Pour faire de la sélection, on a donc besoin de variation. On peut alors sélectionner les « meilleurs » individus pour les caractères sélectionnés, « meilleurs » étant fonction de ce qui est recherché. Par exemple, pour le gras dorsal, on vise une épaisseur moyenne à l'abattoir de 18 mm. Les meilleurs animaux pour ce caractère seront donc ceux qui peuvent donner 18 mm au poids recherché, et non pas les animaux les plus gras qui peuvent avoir 30 mm ni les plus maigres qui ont à peine 10 mm.

La figure 1 (à la page 42) montre l'épaisseur du muscle de la longe mesurée aux ultrasons l'an dernier dans un échantillon d'animaux vivants de mêmes sexe et race et ajustée à un même poids : la plus basse mesure est de 51 mm et la plus élevée est de 77 mm. L'animal avec l'épaisseur de longe la plus élevée a 50 % de plus de muscle que celui qui a la plus petite mesure! En sélectionnant l'animal qui a la plus haute valeur, on peut espérer obtenir une augmentation de l'épaisseur du muscle de la longe chez ses descendants.

Mais ce n'est pas toujours ce qu'on observe. Pourquoi? Parce que la réponse à la sélection est fonction non seulement du phénotype du parent, mais aussi de l'héritabilité (probabilité de transmission d'une génération à la suivante), du caractère, des corrélations entre les caractères, de l'intervalle entre les générations (temps que prend un animal pour avoir des descendants), de la précision de la mesure, de la quantité d'animaux sélectionnés et de la variabilité du caractère.

L'intervalle entre les générations et la précision de la mesure ne sont pas problématiques pour la majorité des caractères; par contre, les corrélations entre les caractères, la variabilité du caractère et le nombre d'animaux sélectionnés le sont. Ainsi, moins on garde d'animaux, plus on garde les « meilleurs » pour le caractère recherché, et plus le caractère va s'améliorer rapidement, mais cela va augmenter la consanguinité et, éventuellement (et contradictoirement à l'effet obtenu au début), ralentir le progrès génétique. Afin d'éviter l'accouplement d'animaux apparentés et conserver un progrès, un taux de renouvellement minimum doit être maintenu, ainsi que plusieurs familles non apparentées.

Il arrive aussi que certains caractères soient corrélés négativement. Ainsi, un animal avec une surface d'œil de longe élevée aura parfois une conversion alimentaire également élevée, ce qui n'est pas recherché. Il est donc difficile de sélectionner un animal qui est améliorateur à la fois pour la surface d'œil de longe et la conversion alimentaire, mais c'est réalisable.

La variabilité du caractère est un facteur important pour la sélection : pas de variabilité, pas de sélection.

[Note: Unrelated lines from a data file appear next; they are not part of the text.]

PR #208, opened 2025-05-29
implement minimum frame coverage requirement

asjohnston-asf:
@mgovorcin this implements the 95% coverage requirement from your draft PR. 95% coverage seems like a steep requirement, though. As noted in https://github.com/ACCESS-Cloud-Based-InSAR/s1_frame_enumerator?tab=readme-ov-file#subtlties-of-creating-an-image-stack this would make it impossible to generate GUNW products over some areas such as the alleutian islands.

Does the ARIA team vary your coverage requirement depending on your area of interest? Do we need to leave the ARIA team the ability to dictate the minimum overlap required for their jobs, while restricting public on-demand users to a specific minimum overlap?

### DIFF
--- a/isce2_topsapp/localize_slc.py
+++ b/isce2_topsapp/localize_slc.py
@@ -57,7 +57,7 @@ def get_session():
 
 
 def get_interferogram_geo(
-    reference_obs: list, secondary_obs: list, frame_id: int = -1
+    reference_obs: list, secondary_obs: list, frame_id: int = -1, min_frame_coverage: float = 0.95,
 ) -> GeometryCollection:
     reference_geos = [shape(r.geojson()["geometry"]) for r in reference_obs]
     secondary_geos = [shape(r.geojson()["geometry"]) for r in secondary_obs]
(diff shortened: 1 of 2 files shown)


isce2_topsapp/localize_slc.py
```diff
@@ -83,9 +80,10 @@ def get_interferogram_geo(
     # Update the area of interest based on frame_id
     if frame_id != -1:
         gunw_geo = get_gunw_extent_from_frame_id(frame_id)
-        if not gunw_geo.intersects(ifg_geo):
+        frame_coverage = gunw_geo.intersection(ifg_geo).area / gunw_geo.area
+        if frame_coverage < min_frame_coverage:
             raise ValueError(
```
mgovorcin, line 85: It would be helpful to raise an error indicating whether the reference or secondary date fails to meet the spatial coverage requirement, to prevent submitting a date with missing coverage or gaps (e.g., due to a MultiPolygon).

jtherrmann (dismissed):

asjohnston-asf:
Agreed, that would be valuable. I'll merge this as-is, but would welcome a separate PR to update the messaging. We'll have that as a candidate on the to-do list at tomorrow's meeting if neither of ASF/ARIA have implemented it by then.

mgovorcin:
> Agreed, that would be valuable. I'll merge this as-is, but would welcome a separate PR to update the messaging. We'll have that as a candidate on the to-do list at tomorrow's meeting if neither of ASF/ARIA have implemented it by then.

Sounds good to me—thanks! I’ll go ahead and merge the PR to close it.

PR #221, opened 2025-09-17
Update ISCE2 to 2.6.4, python 3.11 + 3.12 support, able to use S1C data

cmarshak:


cmarshak:
@cmspeed @gracebato @jhkennedy - At some point today, I am going to upload a standard product that is generated by this PR that updates to the latest ISCE2.

I would encourage you to make sure the coseismic is nominally working too. We can likely merge this and you can just submit a single job to coseismic - or you could run locally - you just have to update the environment appropriately.

PR #228, opened 2025-10-13
upgrade to asf_search>=10.0.5

asjohnston-asf:
@cmarshak @sssangha asf_search issue https://github.com/asfadmin/Discovery-asf_search/issues/396 introduced sometime between Sep 26 and Oct 1 is causing all GUNW jobs in production to fail. This patch should be sufficient to resolve the issue. I'll verify once we have it merged to `dev` and I'll open a release PR promptly after that.


cmarshak (dismissed):

asjohnston-asf:
Also updated two GUNW download URLs to resolve two failing notebook tests.

cmarshak (approved):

On a vu que pour l'épaisseur du muscle de la longe, la variation est importante – il y a 26 mm d'écart entre deux animaux extrêmes. Pour d'autres caractères, la variation est d'un tout autre ordre. Par exemple, dans le même groupe d'animaux (voir la figure 2), l'animal avec le moins de gras dorsal en a 6 mm et celui qui en a le plus, 16 mm, pour une différence de 10 mm. L'animal le plus gras a quand même presque trois fois l'épaisseur de gras de l'animal le plus maigre!

Certains caractères ont peu de variation. C'est le cas du nombre de tétines (voir la figure 3). Mais comme il existe de la variation, c'est un caractère qu'on peut sélectionner. Ce sera plus long que pour des caractères avec plus de variation, comme le muscle et le gras, mais on voit déjà une augmentation du nombre de tétines chez les animaux nés en 2012, comparativement à ceux nés il y a 10 ans.

La variation dans un troupeau de sélection est donc essentielle. Par contre, dans le choix des animaux pour la production de porcs commerciaux, il faut viser l'uniformité. C'est ainsi que certains animaux extrêmes pour un caractère en particulier seront utilisés uniquement en sélection. L'important est de garder la caractéristique de l'animal pour pouvoir la transmettre à plusieurs descendants et, avec le temps, transmettre l'amélioration aux porcs commerciaux. Une valeur qui est extrême aujourd'hui, mais qui répond aux besoins des marchés et des producteurs, sera la norme dans quelques années d'ici.